Environment Diagrams

Environment Diagrams

 

What are Environment Diagrams?

-   A visual tool to keep track of binding & state of a computer program

Why do we use Environment Diagrams?

-   Environment Diagrams are conceptual

: understand why programs work the way they do

: confidently predict how a program will behave

-   Environment diagrams are helpful for debugging

: when you're really stuck, diagramming code > starting at lines of code

-   Environment Diagrams will be used in future courses

: CS 61C, CS164

What do we've seen so far

: Assignment statements

 Def statements

 Call expressions

 

Terminology : Frames

-   A frame keeps track of variable-to-value bindings

: every call expression has a corresponding frame

-   Global, a.k.a the global frame, is the starting frame

: It doesn't correspond to specific function call

-   Parent frame

: The parent of a function is the frame in which it was defined.
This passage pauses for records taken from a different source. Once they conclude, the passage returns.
Issue #684, opened 2017-04-03
Allow templating in the webhook URL


prasenforu:
Alertmanager version: 0.5.1

My alert configure as follows ...

```
ALERT PoDHighCPUUsage
  IF sum(rate(container_cpu_usage_seconds_total{container_label_io_kubernetes_pod_namespace!=""}[2m])) BY (kubernetes_pod_name, kubernetes_io_hostname, container_label_io_kubernetes_pod_namespace) >= 0.2
  FOR 2m
  LABELS {severity="criticalup"}
  ANNOTATIONS {summary="CPU usage of POD {{ $labels.kubernetes_pod_name }} {{ $labels.container_label_io_kubernetes_pod_namespace }} utilization is  >= 0.4 cores (current value: {{ $value }}%)"}
```
webhooks setup as follows ..

```
- name: 'email-n-webhookup'
  email_configs:
  - to: 'mail-id'
    send_resolved: true

  webhook_configs:
  - url: http://<webhook_ip>:9000/hooks/ose-webhook?in1={{.Labels.container_label_io_kubernetes_pod_namespace}}&in2={{.Labels.kubernetes_pod_name}}&in3=plus

- name: 'email-n-webhookdn'
  email_configs:
  - to: 'mail-id'
    send_resolved: true

  webhook_configs:
  - url: http://<webhook_ip>:9000/hooks/ose-webhook?in1=tomi&in2=chat&in3=minus
```

In webhook server logs I am getting data as follows.

```
[webhook] 2017/04/03 10:03:17 2017-04-03T10:03:17Z | 200 |       194.078µs | 172.30.200.104:9000 | POST /hooks/ose-webhook
[webhook] 2017/04/03 10:03:17 executing /etc/webhook/ose.sh (/etc/webhook/ose.sh) with arguments ["/etc/webhook/ose.sh" "{{.labels.container_label_io_kubernetes_pod_namespace}}" "{{$labels.kubernetes_pod_name}}" "plus"] and environment [] using /etc/webhook as cwd
```
not as a data, its coming as a complete variable.

So I am not able to pass the value/data "labels.kubernetes_pod_name" & "labels.container_label_io_kubernetes_pod_namespace" in webhook_configs "email-n-webhookup"

Statically it worked as per "email-n-webhookdn"

I think its supported for Email as per https://www.robustperception.io/using-labels-to-direct-email-notifications/ 

not sure if I can use it in webhook as well ......

Please help ....

[...]

PR #4798, opened 2025-12-05
Support templating in webhook url fields

waltherlee:
It's an old thread, but there's been some discussion here about supporting templating in webhook url fields: https://github.com/prometheus/alertmanager/issues/684

The issue was closed in 2017 because the alertmanager didn't support templating for any http/url fields, but there're some examples where it does support it now, for example [SlackAction.URL](https://github.com/prometheus/alertmanager/blob/v0.29.0/config/notifiers.go#L406) and [PushoverConfig.URL](https://github.com/prometheus/alertmanager/blob/v0.29.0/config/notifiers.go#L796), so I think we can re-evaluate adding support for this.

There's some good use cases described by others in the thread since it was closed.

This change adds templating to the fields. Existing tests already check that secret URL is still not exposed.


SoloJacobs (commented):
From what I understand:

1) We don't expose `MarshallYAML`, so the new implementation is backwards compatible. I.e, all old configurations are accepted by the new `UnmarshallYAML` implementation. Here are two configurations, which are only accepted by the new implementation.

```yaml
- name: 'empty-url'
  webhook_configs:
  - url: ''
    url_file: 'url.txt'

- name: 'not-a-url'
  webhook_configs:
  - url: 'ssh://ab'
```

For the `not-a-url` config the new behaviour is rather unfortunate. Did you consider validating URLs, which don't have a template?

2) Could we maybe get some tests for the new templating in `notify/webhook/webhook.go`?
3) There are also some other configurations, which could be handled in a similar manor I think:

* `SlackConfig`
* `MSTeamsConfig`
* `MSTeamsV2Config`
* `MattermostConfig`
* `DiscordConfig`

I guess that is out-off-scope for this PR, though.

waltherlee:
Sure, I can add the change for those too and some tests. Thanks Solomon

waltherlee:
The change from `SecretURL` to `Secret` was breaking some tests and validations, so I created a new `SecretTemplURL` to keep all the existing checks at config-level for URLs without templating.

I added tests for templated urls in webhook but won't change the other URL fields from other configs in this PR to keep it small. I'll send a second one with just the switch to `SecretTemplURL`.

config/config.go
```diff
@@ -199,6 +200,85 @@ func (s *SecretURL) UnmarshalJSON(data []byte) error {
...
+	if err != nil {
+		return true, err
+	}
+	return true, nil
+}
+
+// SecretTemplURL is a Secret string that represents a URL which may contain
+// Go template syntax. Unlike SecretURL, it allows templated values and only
+// validates non-templated URLs at unmarshal time.
+type SecretTemplURL Secret
```
Spaceman1701: this doesn't need to block merging this change, but I'd prefer if we named this `SecretTemplateURL` - it's only a few more characters, and I think it's quite a bit more clear to a reader

waltherlee: Sure, renamed.

SuperQ (approved):

PR #2539, opened 2021-04-08
Fix grammar for Silence is not yet valid

jsoref:

PR #4800, opened 2025-12-05
Fix grammar for Silence is not yet valid

SoloJacobs:
I'm just adding the follow-up commit here, so we can merge the original contribution, see https://github.com/prometheus/alertmanager/pull/2539


SuperQ:
I think it's easier to merge this with the cherry-pick.

PR #4807, opened 2025-12-12

SoloJacobs:
This PR is an update of https://github.com/prometheus/alertmanager/pull/3491 that's updated to work against main, which in turn is an update of https://github.com/prometheus/alertmanager/pull/3139 .
So far, I have held off on making some changes myself, except for what was necessary to get CI green again. I also have a small laundry list of things I would fix here, but I would like a second pair of eyes on this request first.

> This PR is an extension of @OktarianTB's 9-month old PR https://github.com/prometheus/alertmanager/pull/3139 that's updated to work against the latest code in main, to hopefully increase its likelihood of being merged.
>
> Credit for this work goes to @OktarianTB - I believe I've marked the commit authorship correctly, please let me know if I made any mistakes here.
>
> > 
> > This PR aims to make progress towards https://github.com/prometheus/alertmanager/issues/2845 by adding a new command to amtool to send test notifications to every receiver in an alertmanager config file. The command takes in an alertmanager config file and optionally an alert file to mock values for labels and annotations. This is the MVP for the command, potentially a few other options can be added later if deemed of use. This largely re-uses the equivalent implementation in [grafana/grafana](https://github.com/grafana/grafana/blob/main/pkg/services/ngalert/notifier/receivers.go).
> > 
> > I have only tested this with Slack so far.


TheMeier:
I gave it a try, its a useful helper. I know you did not add additional code on purpose yet. But I think we should at least include all notifiers that are in the current main branch. I noticed at least teamsv2 and rocketchat missing.

TheMeier (approved):

TheMeier:
@SoloJacobs can you rebase that?

cli/receivers.go
```diff
@@ -0,0 +1,309 @@
+// Copyright 2022 Prometheus Team
```
siavashs, line 1:
```suggestion
// Copyright The Prometheus Authors
```

cli/receivers.go
```diff
@@ -0,0 +1,309 @@
...
+				integrations = append(integrations, ReceiverIntegration{
+					Integration: notify.NewIntegration(n, rs, name, i, nc.Name),
+				})
+			}
+		}
+	)
+
+	for i, c := range nc.WebhookConfigs {
+		add("webhook", i, c, func(l *slog.Logger) (notify.Notifier, error) { return webhook.New(c, tmpl, l) })
+	}
```
siavashs, line 270: Doing this per receiver seems excessive to me.
We should instead just have one call to a module to add all the configured receivers.
Otherwise this logic will be always missing one or more receivers in future.

cli/test_receivers.go
```diff
@@ -0,0 +1,119 @@
+// Copyright 2022 Prometheus Team
```
siavashs, line 1:
```suggestion
// Copyright The Prometheus Authors
```

cli/test_receivers_test.go
```diff
@@ -0,0 +1,58 @@
+// Copyright 2022 Prometheus Team
```
siavashs, line 1:
```suggestion
// Copyright The Prometheus Authors
```

PR #4809, opened 2025-12-12
fix(provider): reduce lock contention

siavashs:
The provider loops over all alerts per state, which results in 3 loops over all store alerts and one call per alert to the marker per loop.

Add a custom collector from counting alerts by state. This reduces the number of calls to store and marker to 1/3.


provider/mem/mem.go
```diff
@@ -1,4 +1,4 @@
-// Copyright 2016 Prometheus Team
+// Copyright Prometheus Authors
```
SuperQ:
```suggestion
// Copyright The Prometheus Authors
```

PR #4811, opened 2025-12-12
Set spellcheck=false attribute on silence filter <input>

SoloJacobs:
This change simply tidies up an existing change: https://github.com/prometheus/alertmanager/pull/3529

It fixes the red underlining of labels:
image

Original PR:

> This hints to iOS Safari and other browsers that they shouldn't use
> spellcheck, but, more importantly, shouldn't use smart quotes (like
> “this” instead of "this"). This matters here because Alertmanager
> requires quotes for a filter but won't accept smart quotes, making it
> tedious since the default input keyboard will normally use them
> automatically.


TheMeier:
LGTM, but I can't really verify the result due to lack of apple devices.

SoloJacobs:
The red squiggly lines also happen on Linux, which is why I deem this worth merging.

@SuperQ Can you merge this ?

SoloJacobs:
Reproduced on Mac as well now. From my test, smart quoting appears to be a user-defined setting, which was turned on my notebook. The fix those what it should.

SuperQ:
lol, oof, smartquotes.

PR #559, opened 2023-04-11
Remove none from bug template

vinistock:
### Motivation

Apparently it's a reserved word.


st0012:
It still errors: `Checkboxes must have unique labels.`

I recommend viewing the file in the branch, which will also give you those hints: https://github.com/Shopify/vscode-ruby-lsp/blob/vs/remove_none_from_template/.github/ISSUE_TEMPLATE/bug_template.yml

vinistock:
Thanks, that was helpful.

PR #562, opened 2023-04-14
Add test controller implementation

adisonlampert:
### Motivation

Closes #498 
Closes #382

Screenshot 2023-04-14 at 2 07 41 PM

A continuation of #506 to use the VS Code Test Explorer 

Update: After talking with Vini, we decided not to implement opening the terminal on run and outputting the test results.

### Implementation

- Created a new class `TestController`
- Added middleware to create a VS Code [`TestItem`](https://code.visualstudio.com/api/references/vscode-api#TestItem) for each test in an open file.
- The test items are added to a [`TestController`](https://code.visualstudio.com/api/references/vscode-api#TestController) which is the entry point to discover and execute tests.
- When you either run the test from the gutter of the file editor tab or from the Test Explorer tab, executes the method `runHandler` using the [`TestRunProfile`](https://code.visualstudio.com/api/references/vscode-api#TestRunProfile).
- Updated the method registered as `rubyLsp.runTest` to `runOnClick` which finds the `TestItem` associated with the name of the test, opens the Test Explorer to display that item, and runs the test using the `runHandler` method.

### Manual Tests

1. Debug this branch on `ruby-lsp`
2. Open up a test file (ex. `test/document_test.rb`)
3. Observe there is a "Run" button next to the class definition and test method definitions
4. Open the Test Explorer tab, observe the class and test methods are runnable there
5. Click the "Run" button next to a test method; obverse that it passes
7. Click the "Run" button in the Test Explorer for the class; observe that all the tests are run and pass
8. Change one of the tests so that it will fail
9. Click the "Run" text above the method definition; obverse that it fails and that a failure message appears

### DIFF
--- a/src/client.ts
+++ b/src/client.ts
@@ -36,7 +36,6 @@ export default class Client implements ClientInterface {
     | vscode.CancellationTokenSource
     | undefined;
 
-  private terminal: vscode.Terminal | undefined;
   private testController: TestController;
   #context: vscode.ExtensionContext;
   #ruby: Ruby;
@@ -45,23 +44,17 @@ export default class Client implements ClientInterface {
   constructor(
     context: vscode.ExtensionContext,
     telemetry: Telemetry,
-    ruby: Ruby
+    ruby: Ruby,
+    testController: TestController
   ) {
     this.workingFolder = vscode.workspace.workspaceFolders![0].uri.fsPath;
     this.telemetry = telemetry;
+    this.testController = testController;
     this.#context = context;
     this.#ruby = ruby;
     this.statusItems = new StatusItems(this);
     this.registerCommands();
     this.registerAutoRestarts();
-    this.testController = new TestController(
-      context,
-      this.workingFolder,
-      this.ruby
-    );
-    vscode.window.onDidCloseTerminal((terminal: vscode.Terminal): void => {
-      if (terminal === this.terminal) this.terminal = undefined;
-    });
   }
 
   async start() {
@@ -126,16 +119,21 @@ export default class Client implements ClientInterface {
       },
       middleware: {
         provideCodeLenses: async (document, token, next) => {
-          if (this.client) {
-            const response = await next(document, token);
-
-            if (response) {
-              this.testController.createTestItems(response as CodeLens[]);
-            }
-
-            return response;
+          if (!this.client) {
+            return null;
           }
-          return null;
+
+          const response = await next(document, token);
+
+          if (response) {
+            this.testController.createTestItems(
+              response.filter(
+                (codeLens) => (codeLens as CodeLens).data.type === "test"
+              ) as CodeLens[]
+            );
+          }
+
+          return response;
         },
         provideOnTypeFormattingEdits: async (
           document,
@@ -251,7 +249,6 @@ export default class Client implements ClientInterface {
   }
 
   dispose() {
-    this.testController.dispose();
     this.client?.dispose();
     this.outputChannel.dispose();
   }
@@ -290,21 +287,11 @@ export default class Client implements ClientInterface {
         Command.Update,
         this.updateServer.bind(this)
       ),
-      vscode.commands.registerCommand(Command.RunTest, this.runTest.bind(this)),
       vscode.commands.registerCommand(
         Command.DebugTest,
         this.debugTest.bind(this)
       )
     );
-  }
-
-  private runTest(_path: string, _name: string, command: string) {
-    if (this.terminal === undefined) {
-      this.terminal = vscode.window.createTerminal({ name: "Run test" });
-    }
-
-    this.terminal.show();
-    this.terminal.sendText(command);
   }
 
   private debugTest(_path: string, _name: string, command: string) {
--- a/src/client.ts
+++ b/src/client.ts
@@ -10,11 +10,13 @@ import {
   LanguageClient,
   Executable,
   RevealOutputChannelOn,
+  CodeLens,
 } from "vscode-languageclient/node";
 
 import { Telemetry } from "./telemetry";
 import { Ruby } from "./ruby";
 import { StatusItems, Command, ServerState, ClientInterface } from "./status";
+import { TestController } from "./testController";
 
 const LSP_NAME = "Ruby LSP";
 const asyncExec = promisify(exec);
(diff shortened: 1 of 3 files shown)


vinistock (approved):
This looks amazing.

Is there a way for us to show output for tests that pass? Imagine you're trying to debug something and go
```ruby
def test_something
  # Can we see the output somewhere in the test explorer?
  puts variable_im_trying_to_understand
end
```

vinistock:
In fact, I think there's a panel for test results. We might be able to reveal that panel automatically to show output.

adisonlampert:
I updated `runHandler` so that it only runs test methods which solved the issue I described above. 

In the VS Code Testing API Guide, [the recommendation](https://code.visualstudio.com/api/extension-guides/testing#:~:text=The%20TestItem%20interface%20is%20simple%20and%20doesn%27t%20have%20room%20for%20custom%20data.%20If%20you%20need%20to%20associate%20extra%20information%20with%20a%20TestItem%2C%20you%20can%20use%20a%20WeakMap%3A) is to use `WeakMap` to add additional information to `TestItem` objects. Previously, we were using the `TestItem` description to store the test command (left version). I implemented `WeakMap` (right version). I feel like the right version is better because you can see the time it took for the test to run after it has finished and looks cleaner + I feel that it is more in line with the intended use of `TestItem`.

<p float="left">
Screenshot 2023-04-18 at 12 07 23 PM
Screenshot 2023-04-18 at 12 05 02 PM
</p>

vinistock:
It seems that every time a test runs, a new test output tab is created. It is possible to reuse the same one?

src/testController.ts
```diff
@@ -0,0 +1,207 @@
...
+        }
+      }
+    });
+  }
+
+  async runHandler(
+    request: vscode.TestRunRequest,
+    token: vscode.CancellationToken
+  ) {
+    const run = this.testController.createTestRun(request, undefined, true);
```
adisonlampert, line 100: @vinistock 

The same output terminal was being used for tests run through the Test Explorer UI, but a new terminal was created each time a test was run through code lens (i.e., through `rubyLsp.runTest`). 

Since I am using `run.appendOutput` to log the test results, I knew that `run` must contain some reference to a terminal and that terminal was the same for anything run through the Test Explorer UI but not for code lens runs. 

By debugging, I observed that every Text Explorer `TestRun` had `persisted?` set to `true` even though we were setting it to false on line 100. However, every code lens `TestRun` had `persisted?` set to `false`. This was the only difference I could find between the two runs so I set `persisted?` to true here and that fixed the issue of opening multiple terminals.

src/testController.ts
```diff
@@ -0,0 +1,207 @@
...
+    this.testRunProfile = this.testController.createRunProfile(
+      "Run",
+      vscode.TestRunProfileKind.Run,
+      (request, token) => {
+        this.runHandler(request, token);
+      },
+      true
+    );
+
+    vscode.commands.executeCommand("testing.clearTestResults");
```
adisonlampert, line 43: I added in this line to clear the test results each time the LSP is started/restarted.

BTW, `testing.clearTestResults` and `testing.showMostRecentOutput` are not in the VS Code API documentation (or I couldn't find them in there). I got these commands from the source code [here](https://github.com/microsoft/vscode/blob/8f74fbfd1f2d8f6268a42df131726b218aafe511/src/vs/workbench/contrib/testing/common/constants.ts#L53). There are other test-related commands that might be useful later so I wanted to document it.

src/testController.ts
```diff
@@ -0,0 +1,197 @@
...
+          this.runOnClick(name);
+        }
+      )
+    );
+  }
+
+  createTestItems(response: CodeLens[]) {
+    this.testController.items.forEach((test) => {
+      this.testController.items.delete(test.id);
+    });
```
vinistock, line 59: Should we also clear the `this.testCommands` weakmap here?

vinistock (approved):

src/client.ts
```diff
@@ -117,6 +125,18 @@ export default class Client implements ClientInterface {
...
+          if (this.client) {
+            const response = await next(document, token);
+
+            if (response) {
+              this.testController.createTestItems(response as CodeLens[]);
+            }
+
+            return response;
+          }
+          return null;
```
paracycle, line 138: Nitpick, can we invert the check to reduce nesting here?
```suggestion
          if (!this.client) {
            return null;
          }
          
          const response = await next(document, token);

          if (response) {
            this.testController.createTestItems(response as CodeLens[]);
          }

          return response;
```

src/testController.ts
```diff
@@ -0,0 +1,197 @@
...
+    this.ruby = ruby;
+
+    this.testController = vscode.tests.createTestController(
+      "rubyTests",
+      "Ruby Tests"
+    );
+
+    this.testCommands = new WeakMap<vscode.TestItem, string>();
+
+    this.testRunProfile = this.testController.createRunProfile(
```
paracycle, line 34: Can we have more than 1 profile defined? Could we also have a run profile that enables debugging? (Probably not as part of this PR, though)

src/client.ts
```diff
@@ -51,6 +54,11 @@ export default class Client implements ClientInterface {
     this.statusItems = new StatusItems(this);
     this.registerCommands();
     this.registerAutoRestarts();
+    this.testController = new TestController(
+      context,
+      this.workingFolder,
+      this.ruby
+    );
```
paracycle, line 61: I don't think the `TestController` creation should be the responsibility of the `Client` class, which is supposed to be just the LSP client. I think we can move the creation of the test controller to `extension.ts` and inject it to the client as needed.

src/client.ts
```diff
@@ -117,6 +125,18 @@ export default class Client implements ClientInterface {
         formatter: configuration.get("formatter"),
       },
       middleware: {
+        provideCodeLenses: async (document, token, next) => {
+          if (this.client) {
+            const response = await next(document, token);
+
+            if (response) {
+              this.testController.createTestItems(response as CodeLens[]);
```
paracycle, line 133: Is this assuming that all code lenses will be testing related? What happens if the LSP server decides to add other kinds of code lenses? Will this code break?

src/testController.ts
vinistock: Yeah, we intend to create a debugging profile to launch debugging sessions from tests.

vinistock (approved):
🚀

danielpgross:
This is really exciting, great work! 🎉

: If you can't find a variable in the current frame, you check it's parent and so on. If you can't find the variable, NameError

python codes ex.

y = 10

def broken_square(x) :

return x + y

broken_square(4)

explain. Global y = 10

broken_square -> func broken_square(x) [parent = Global]

f1 : broken_square [parent = Global]

x = 4

return value = 14

Check your understanding

def square(x) :

Return x * x

def sum_of_squares (x,y) :

Return square(x) + square(y)

sum_of_squares(3,4)

my thinking. sum_of_square -> func sum_of_square(x,y) [parent = square]

f1 : sum_of_square [parent = square]

square -> func square(x) [parent = Global]

return value = 25

f2 : square [parent = Global]

x = 9, y = 16

answer. Global sqaure -> func square ( x ) [ parent = Global ]

sum_of_squares -> func sum_of_squares ( x, y ) [ parent = Global ]

f1 : sum_of_squares [ parent = Global ]

x = 3, y = 4

return value = 25

f2 : square [ parent = Global ]

x = 3, return value = 9

f3 : square [ parent = Global ]

x = 4, return value = 16

 

Local Names

Variable lookeup :

-   Lookup name in the current frame

-   Lookup name in parent frame, its parent frame, etc ...

-   Stop at the global frame

-   If not found, an error is thrown

python code ex.

def f(x,y) :

       return g(x)

def g(z):

       return z + x

result = f (5,10)

explain. 

Global frame f -> func f(x,y) [ parent = Global]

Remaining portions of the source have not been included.